Tra le riforme vere   e le riforme del nulla

In tema di incontri europei, da tempo il nostro giovane Premier non perde l’occasione per rinfacciare alla Germania della Merkel di aver chiesto e ottenuto, quando governava il coraggioso Schröder, di sforare il tanto bistrattato limite del 3% di deficit statale. Tuttavia il Presidente del Consiglio in versione bulletto europeo si dimentica di aggiungere che la più grande economia continentale utilizzò questa temporanea deroga per sottoporre il Paese ad una vera e propria cura da cavallo. In particolare si ridusse drasticamente la spesa pubblica, con provvedimenti per noi inauditi sul piano delle pensioni, della sanità e dei sussidi alla disoccupazione, abbattendo contestualmente la tassazione, soprattutto quella che gravava sulla produzione. Tant’è che il leader socialdemocratico, dimostrandosi in questo un vero statista, perse la poltrona di primo ministro ma consentì alla Germania di riassorbire la crisi derivante dall’unificazione con la Ddr e di tornare ad essere la locomotiva d’Europa. A conti fatti, nel lasso di pochi anni il governo di Berlino è riuscito a tagliare di circa 5 punti la spesa pubblica, cosa che in rapporto al nostro ben più modesto Pil corrisponderebbe in Italia a qualcosa come 80 miliardi di euro.
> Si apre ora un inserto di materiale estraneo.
Issue #330, opened 2026-08-24
ms_global_tables gets a duplicate presence_network_summary entry


josephfusco:
`wp_presence_register_network_summary_table()` appends to `$wpdb->ms_global_tables` with no `in_array()` guard and runs twice, at require time in `presence-api.php` and again on `init` priority 0, so the array holds `presence_network_summary` twice on every multisite request.

```php
if ( ! in_array( 'presence_network_summary', $wpdb->ms_global_tables, true ) ) {
	$wpdb->ms_global_tables[] = 'presence_network_summary';
}
```

`wpdb::tables()` rekeys by table name when `$prefix` is true, so the duplicate only survives in the raw array and in `tables( $scope, false )`, which backup and migration plugins read directly. The per-site half of the same bug was fixed in #345.

jigneshbhavani:
I'd like to take this one.

The same bug is already on main. `wp_presence_register_table()` appends to `$wpdb->tables` with no guard and is called the same two ways, at require time (`presence-api.php:71`) and on `init` priority 0 (`:281`), so `$wpdb->tables` holds `presence` twice on every install, single site included. Measured on a running site: 2 before, 1 after the guard. The network version copied a pattern that was only safe because the per-site one assigns a property, and the append is what breaks it.

Two things in the issue body don't hold up, and they narrow the fix rather than widen it.

`set_blog_id()` never sees the duplicate. It iterates `tables( 'blog' )` and `tables( 'old' )`, and `'blog'` is `$this->tables` alone while `'old'` pulls `old_ms_global_tables`, so `ms_global_tables` is in neither.

`tables()` hides it on the default path. With `$prefix = true` the loop rekeys each entry as `$tables[ $table ] = $prefix . $table`, so duplicates collapse. Measured on multisite with the summary table registered:

| scope | `tables($scope)` | `tables($scope, false)` |
|---|---|---|
| all | 1 | 2 |
| global | 1 | 2 |
| ms_global | 1 | 2 |
| blog | 0 | 0 |

The only core caller passing `false` is `update.php:131`, and it breaks on the first match, so nothing in core behaves differently either way. What is left is the raw arrays, which backup and migration plugins read directly, and the contract itself.

I'd guard both appends rather than drop one of the two call sites. Both call sites date to 9c55888 with no recorded reason for the pair, so removing one is a load-order guess, and making the function idempotent fixes the class instead of one instance.

[...]

PR #332, opened 2026-08-24
feat: add a network-wide presence summary table

### LINKED ISSUE #326: Network summary rows are never removed on site delete or uninstall

josephfusco:

1. **#332 summary table (this one)**
2. #333 write path
3. #334 read path
4. #335 Sites list column
5. #336 Users list

---

Reading who is online across a network means reading every site's presence table, and there is no way to do that from one site without switching into each of them.

Part of #298
Closes #326

<details>

AI assistance: Yes
Tool(s): Claude Code

</details>

### DIFF
--- a/includes/network-functions.php
+++ b/includes/network-functions.php
@@ -1,0 +1,136 @@
+<?php
+/**
+ * Presence API network functions.
+ *
+ * Reading who is online across a network means reading every site's presence
+ * table, and there is no way to do that from one site without switching into
+ * each of them. This file provisions the alternative: one shared, network-wide
+ * summary table holding a row per site, so the network can be read with a
+ * single query against a single table.
+ *
+ * The table is registered as an ms_global_tables entry on $wpdb->base_prefix
+ * (see wp_presence_register_network_summary_table() in presence-api.php), the
+ * same way core registers blogs and sitemeta, so it is created once per
+ * network rather than once per site.
+ *
+ * @package Presence_API
+ */
+
+if ( ! defined( 'ABSPATH' ) ) {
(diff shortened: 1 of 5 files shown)


josephfusco:
Review findings from #299 that land here are #326, closed by this one, and #330, which is not.

josephfusco:
Merge order note, since the stack cannot go in as-is.

CI and CodeQL filter `pull_request` to `branches: [ main ]`, so #333 through #337 run 4 checks each against the 17 here. #340 removes the filter.

For a `pull_request` event GitHub reads the workflow file from the merge commit, so merging #340 into `main` is not enough on its own; each stack branch has to carry it. Sequence:

1. Merge #340.
2. Rebase this branch onto `main`, then each branch above it onto its parent, bottom-up, pushing with `--force-with-lease`.
3. Full CI then runs on all six, and they merge bottom-up from here.

Nothing else in the stack is waiting on anything.

Issue #329, opened 2026-08-24
Network summary rows are stored pretty-printed, at 2x the bytes


josephfusco:
`wp_presence_encode_network_summary_row()` writes the `data` column with `JSON_PRETTY_PRINT`, so every user ID gets its own indented line. The read path selects that column in full for every site on the network on each network-admin request.

Measured on a seeded network of 1000 sites x 15 users:

| | `SUM(LENGTH(data))` | cold read |
|---|---|---|
| `JSON_PRETTY_PRINT` (current) | 306 KB | 38.4 ms |
| compact | 156 KB | 39.4 ms |

Twice the stored and transferred bytes, with no latency difference over a local socket. The read cost is elsewhere, so this is a storage and DB-link question rather than a latency one, and it only starts to matter on a network large enough to have a remote database.

The flag is deliberate: `test_row_data_is_readable_on_its_own` asserts the row is legible when someone reads the table directly. Worth deciding whether that debuggability is worth 2x on a column read in full on every request, rather than leaving it as an unexamined default.

<details>
<summary>Use of AI Tools</summary>

AI assistance: Yes
Tool(s): Claude Code
Model(s): Claude Opus 5
Used for: Assisting with analysis

</details>

PR #333, opened 2026-08-24
feat: push each site's online set into the network summary

### LINKED ISSUE #327: Deleting a user leaves their presence behind on every site they were online on
Nothing in the plugin hooks user deletion. `grep -rn "deleted_user\|wpmu_delete_user\|remove_user_from_blog" includes/ presence-api.php` returns nothing; `includes/lifecycle.php:40` is the logout handler, not a delete handler.

A deleted user's rows in each site's `{prefix}presence` table survive until they age out on TTL, and that site's network summary row keeps naming the ID until its next push. So for up to one TTL the network reports a headcount that includes an account that no longer exists.

The read path compensates. `wp_presence_filter_network_snapshot_users()` in `includes/network-functions.php` runs one `get_users( include, fields => ID )` over every user online anywhere on the network on every network-admin request, purely so the counts are right during that window. Measured on a seeded network of 1000 sites x 15 users:

| | cold read |
|---|---|
| with the existence query | 39.0 ms |
| existence query short-circuited | 19.5 ms |

Half the read path exists to cover a hook that was never added.

Fix: hook `deleted_user` (and `remove_user_from_blog`) to delete the user's presence rows and re-push the affected sites, then reconsider whether the read-path filter is still worth its cost.

<details>

AI assistance: Yes
Tool(s): Claude Code
Model(s): Claude Opus 5

</details>

josephfusco:

1. #332 summary table
2. **#333 write path (this one)**
3. #334 read path
4. #335 Sites list column
5. #336 Users list

---

The table in #332 has nothing writing into it.

Part of #298
Closes #327

<details>

AI assistance: Yes
Tool(s): Claude Code

</details>

### DIFF
--- a/includes/functions.php
+++ b/includes/functions.php
@@ -116,6 +116,10 @@ function wp_set_presence( $room, $client_id, $state, $user_id = 0 ) {
 		)
 	);
 
+	if ( false !== $result && wp_presence_admin_room() === $room ) {
+		wp_presence_admin_room_changed();
+	}
+
 	return false !== $result;
 }
 
@@ -143,6 +147,10 @@ function wp_remove_presence( $room, $client_id ) {
 		array( '%s', '%s' )
 	);
 
+	if ( false !== $result && wp_presence_admin_room() === $room ) {
+		wp_presence_admin_room_changed();
+	}
+
 	return false !== $result;
 }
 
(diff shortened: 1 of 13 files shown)


josephfusco:
Review findings from #299 that land here are #310, answered by the debounce, plus #329 and #343, which are not fixed.

Issue #328, opened 2026-08-24
Network site links use the current request's scheme for every site


josephfusco:
`includes/network-functions.php:833` builds every site's URL from the scheme of the request being served:

```php
'url' => ( is_ssl() ? 'https://' : 'http://' ) . $site->domain . $site->path,
```

`is_ssl()` describes the current request, not the site being linked to. On a network where sites differ (a subsite still on http, or a mapped domain with its own certificate), the Sites column and the network dashboard widget link to the wrong scheme for every site that does not match whichever one the admin happens to be on.

The comment above the line explains why `get_site_url()` is not used here: it switches blogs on every call, which is the cost this table exists to avoid. That reasoning holds, so the fix is to carry the scheme rather than to start switching. Each site already knows it; `wp_presence_encode_network_summary_row()` writes `$site->domain . $site->path` into the row from inside that site, so it could write the scheme too.

<details>
<summary>Use of AI Tools</summary>

AI assistance: Yes
Tool(s): Claude Code
Model(s): Claude Opus 5
Used for: Assisting with analysis

</details>

i-am-chitti:
@josephfusco I would like to pick this too in case you have not started.

josephfusco:
Yours @i-am-chitti, assigned.

Same base note as #327: `includes/network-functions.php` is not on `main` yet. The read side is in #334, the encode side in #333. Wait for both and branch off `main`, or branch off `feature/network-summary-read` now and target that branch.

One thing to plan for: rows written before the change have no scheme, so the read path needs a fallback. The refresh interval in #333 rewrites every row within one TTL, so it can be temporary.

PR #334, opened 2026-08-24
feat: read the network summary as a capped snapshot

### LINKED ISSUE #321: Network summary is rebuilt once per list table row

### LINKED ISSUE #324: Network summary read path is unbounded

josephfusco:

1. #332 summary table
2. #333 write path
3. **#334 read path (this one)**
4. #335 Sites list column
5. #336 Users list

---

The rows #333 writes have nothing reading them, and #310 asked whether that read holds up at large-network scale.

Part of #298
Closes #321
Closes #324

<details>

AI assistance: Yes
Tool(s): Claude Code

</details>

### DIFF
--- a/includes/network-functions.php
+++ b/includes/network-functions.php
@@ -16,11 +16,24 @@
  * same way core registers blogs and sitemeta, so it is created once per
  * network rather than once per site.
  *
+ * Reading splits in two. The snapshot is one query returning user IDs and
+ * nothing else, and it is what most callers want. Resolving those IDs into
+ * display names and avatar URLs is the part that costs, and no surface draws
+ * every user online, so callers ask the summary for the slice they are about
+ * to render rather than taking the whole network and cutting it afterwards.
+ *
  * @package Presence_API
  */
 
 if ( ! defined( 'ABSPATH' ) ) {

Occorre inoltre ricordare che persino la Svezia, patria del welfare state, ha dovuto abbattere di molti punti le uscite pubbliche onde rimettersi sulla strada della crescita, riconoscendo implicitamente che sopra una certa soglia l’intervento dello Stato, per quanto etica e ordinata una collettività possa essere, tende a paralizzare ogni forma di attività produttiva, soffocando in sostanza la fonte della vera ricchezza delle nazioni.

Ebbene, su questo piano cosa sta facendo in concreto l’esecutivo Renzi? Poco o nulla direi. A parere dell’economista Mario Baldassarri, intervistato da TgCom24, infatti i presunti tagli alla spesa che si stanno predisponendo con la legge di stabilità rappresentano una classica mistificazione adottata praticamente da tutti i governi degli ultimi 20 anni. In sostanza si gonfiano in modo spropositato gli incrementi tendenziali dei vari ministeri per poi applicare il “bisturi” dei risparmi su poste di bilancio del tutto immaginarie. Ed è per questo motivo che il partito dominante della spesa pubblica continua a raccontare la favola di un sistema che avrebbe ridotto all’osso l’intervento pubblico, quando in realtà lo Stato controlla e spende oltre il 55% della ricchezza reale, comprendendo anche un buon 20% di sommerso. Favola che pure il governo della grande illusione sembra voler arricchire di nuovi argomenti, onde accrescere il peso dell’Italia in Europa. Ma le chiacchiere stanno a zero, come si suol dire. Se non si mettono in campo misure strutturali per diminuire una spesa pubblica sempre più contenuta da nuove tasse e nuovi debiti, unica a mio avviso precondizione per sforare il citato 3%, niente potrà salvare il Paese dalla bancarotta.